Incremental CSV Writing

The pipeline writes results to the CSV file incrementally after each question-answer evaluation, rather than saving everything at the end. This provides several benefits:

Crash resistance: If the pipeline is interrupted or crashes, all processed results up to that point are already saved
Progress visibility: You can open the CSV file while the pipeline is running to see current results
Reduced memory usage: The pipeline doesn't need to keep all results in memory
Reliable execution: Even with large-scale evaluations across multiple models, your results are saved as they're generated

After each result is processed, you'll see output like this:

✓ Result #42 saved: Q5, chain of thought (2/3), Phi-2 → Mistral-7B

This indicates that:

Result #42 has been saved to the CSV file
It's for question #5
Using the "chain of thought" prompt type, variation 2 of 3
Generated with Phi-2 as the prompt model and Mistral-7B as the answer model

Metrics Evaluation

The system includes a comprehensive metrics evaluation component that analyzes the quality of generated answers using various NLP techniques. This allows for quantitative assessment of model performance without requiring external APIs.

Available Metrics

The metrics evaluator provides the following metrics:

Semantic and Relevance Metrics:

semantic_similarity: Cosine similarity between question and answer embeddings (relevance)
answer_similarity: Cosine similarity between model answer and correct answer
entailment_score: Score indicating whether the model answer entails (is consistent with) the correct answer
entailment_label: Classification label: "entailment", "neutral", or "contradiction"

Text Comparison Metrics:

rouge1_f, rouge2_f, rougeL_f: ROUGE metrics for text overlap assessment
bleu_score: BLEU score for measuring precision
bertscore_precision, bertscore_recall, bertscore_f1: BERTScore metrics for semantic evaluation

Readability and Style Metrics:

answer_length: Number of words in the answer
flesch_reading_ease: Readability score (higher = easier to read)
flesch_kincaid_grade: US grade level required to understand the text
sentiment_polarity: Sentiment of the answer (-1 to +1)
sentiment_subjectivity: Subjectivity of the answer (0 to 1)

Comparative Metrics:

comparison_answer_length_delta: Difference in length between model and correct answers
comparison_flesch_reading_ease_delta: Difference in readability
comparison_flesch_kincaid_grade_delta: Difference in grade level
comparison_sentiment_polarity_delta: Difference in sentiment
comparison_sentiment_subjectivity_delta: Difference in subjectivity
comparison_relevance_delta: Difference in question relevance
comparison_summary: Overall summary of key differences

Reference Metrics: For each model metric, there's a corresponding correct_ version that provides the same measurement for the reference answer, enabling direct comparison.

Colorized Terminal Output

When verbose mode is enabled (default), metrics are displayed with color coding in the terminal:

Green: Good scores
Yellow: Moderate scores
Red: Poor scores

This provides immediate visual feedback on answer quality during evaluation.

Analyzing Results

The evaluation results are saved to CSV files with comprehensive metrics.

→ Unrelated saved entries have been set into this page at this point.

PR #235, opened 2019-10-23
Make assert_no_statsd_calls more flexible

sambostock:
Currently, `assert_no_statsd_calls` has two modes:
- match by exact single metric name
    ```ruby
    assert_no_statsd_calls('my.metric')
    ```
- match all metrics
    ```ruby
    assert_no_statsd_calls
    ```

This **adds** flexibility in the following ways:
- **Variadic arguments, to support exact matches against multiple names**
    ```ruby
    assert_no_statsd_calls('my.metric', 'your.metric')
    ```
    This is useful for reducing verbosity when multiple specific metrics need to be detected
<details>
<summary><strike>Support for matching by Regexp pattern</strike></summary>

```ruby
assert_no_statsd_calls(/\.metric/)
 ```
This is useful in cases where the number of metrics to watch out for is impractical, but detecting all metrics would be too restrictive
_e.g. any metric with a certain prefix_

</details>

<details>
<summary><strike>Any combination thereof</strike></summary>

```ruby
assert_no_statsd_calls('my.metric', /your/)
```

</details>

### DIFF
--- a/lib/statsd/instrument/assertions.rb
+++ b/lib/statsd/instrument/assertions.rb
@@ -44,21 +44,21 @@ module StatsD::Instrument::Assertions
 
   # Asserts no metric occurred during the execution of the provided block.
   #
-  # @param [String] metric_name (default: nil) The metric name that is not allowed
-  #   to happen inside the block. If this is set to `nil`, the assertion will fail
-  #   if any metric occurs.
+  # @param [Array<String>] metric_names (default: []) The metric names that are not
+  #   allowed to happen inside the block. If this is set to `[]`, the assertion
+  #   will fail if any metric occurs.
   # @yield A block in which the specified metric should not occur. This block
   #   should not raise any exceptions.
   # @return [void]
   # @raise [Minitest::Assertion] If an exception occurs, or if any metric (with the
-  #   provided name, or any), occurred during the execution of the provided block.
-  def assert_no_statsd_calls(metric_name = nil, datagrams: nil, client: nil, &block)
+  #   provided names, or any), occurred during the execution of the provided block.
+  def assert_no_statsd_calls(*metric_names, datagrams: nil, client: nil, &block)
     if datagrams.nil?
       raise LocalJumpError, "assert_no_statsd_calls requires a block" unless block_given?
       datagrams = capture_statsd_datagrams_with_exception_handling(client: client, &block)
     end
 
-    datagrams.select! { |m| m.name == metric_name } if metric_name
+    datagrams.select! { |metric| metric_names.include?(metric.name) } unless metric_names.empty?
     assert(datagrams.empty?, "No StatsD calls for metric #{datagrams.map(&:name).join(', ')} expected.")
   end
 
--- a/test/assertions_test.rb
+++ b/test/assertions_test.rb
@@ -33,6 +33,31 @@ class AssertionsTest < Minitest::Test
     end
     assert_equal assertion.message, "No StatsD calls for metric counter expected."
 
+    @test_case.assert_no_statsd_calls('counter1', 'counter2') do
+      # noop
+    end
+
+    @test_case.assert_no_statsd_calls('counter1', 'counter2') do
+      StatsD.increment('counter')
+    end
+
+    assertion = assert_raises(Minitest::Assertion) do
+      @test_case.assert_no_statsd_calls('counter1', 'counter2') do
+        StatsD.increment('counter0')
+        StatsD.increment('counter1')
+        StatsD.increment('counter2')
+        StatsD.increment('counter3')
+      end
+    end
+    assert_equal assertion.message, "No StatsD calls for metric counter1, counter2 expected."
+
+    assertion = assert_raises(Minitest::Assertion) do
+      @test_case.assert_no_statsd_calls('counter0', 'counter1', 'counter2') do
+        StatsD.increment('counter1')
+      end
+    end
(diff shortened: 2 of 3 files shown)


wvanbergen:
I am not a big fan of the regular expression option. When in practice do you need that?

lib/statsd/instrument/assertions.rb
```diff
@@ -44,21 +44,33 @@ module StatsD::Instrument::Assertions
...
-    datagrams.select! { |m| m.name == metric_name } if metric_name
+    unless metric_names_or_patterns.empty?
+      datagrams.select! do |metric|
+        metric_names_or_patterns.any? do |metric_name_or_pattern|
+          case metric_name_or_pattern
+          when Regexp
+            metric_name_or_pattern =~ metric.name
+          when String
+            metric_name_or_pattern == metric.name
+          end
```
sambostock: I originally implemented this as
```ruby
metric_name_or_pattern === metric.name
```
but Rubocop complained.

Technically, this implementation means that if someone was previously using something other than a `String`, it would no longer work, but I'm not sure how that would have been working in the first place, or if it should be supported. I could always switch to something like

```ruby
case metric_name_or_pattern
when Regexp
  metric_name_or_pattern =~ metric.name
else
  metric_name_or_pattern == metric.name
end
```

You can analyze these results using:

Spreadsheet Applications: Open in Excel, Google Sheets, etc. for basic filtering and visualization
Data Analysis Libraries: Use pandas, matplotlib, or other Python libraries for advanced analysis
Built-in Visualization Tools: Use the provided visualizer.py module for comprehensive visual analysis

Using the Visualizer

The framework includes a powerful visualization module to help analyze and interpret evaluation results. By default, visualizations are saved in the results/visualizations directory, but you can customize the output location and organization:

# Generate a comprehensive report with all visualizations (default location)
python visualizer.py --results results/qa_results.csv

# Generate visualizations in a specific subfolder
python visualizer.py --results results/qa_results.csv --subfolder model_analysis

# Generate visualizations in a custom directory and subfolder
python visualizer.py --results results/qa_results.csv --output-dir results/analysis --subfolder prompt_analysis

# Generate specific visualization types
python visualizer.py --results results/qa_results.csv --report-type basic
python visualizer.py --results results/qa_results.csv --report-type metrics
python visualizer.py --results results/qa_results.csv --report-type prompts

# Analyze a specific model's performance
python visualizer.py --results results/qa_results.csv --report-type model --model mistral-7b

Output Organization

Visualizations are organized in the following structure:

results/
  visualizations/              # Default output directory
    [subfolder if specified]/  # Optional subfolder for organization
      model_comparison_by_answer_similarity.png
      prompt_type_comparison_multi_metric.png
      ...

Available Report Types

comprehensive: Generate all visualizations (default)
basic: Basic model and prompt type comparisons
metrics: Focus on metric distributions and correlations
model: Detailed analysis of a specific model
prompts: Analysis of prompt types and question difficulty

Visualization Capabilities

The visualizer creates multiple types of charts and analyses:

Model Comparisons: Bar charts comparing performance across different models
Prompt Type Analysis: Compare the effectiveness of different prompt methodologies
Heatmaps: Visualize performance across combinations of prompt and answer models
Metric Distributions: Understand the distribution of metric scores
Correlation Matrices: See relationships between different metrics
Question Difficulty Analysis: Identify which questions are hardest/easiest
Per-Model Reports: Detailed performance reports for each model

All visualizations are saved as high-quality PNG files in the specified output directory.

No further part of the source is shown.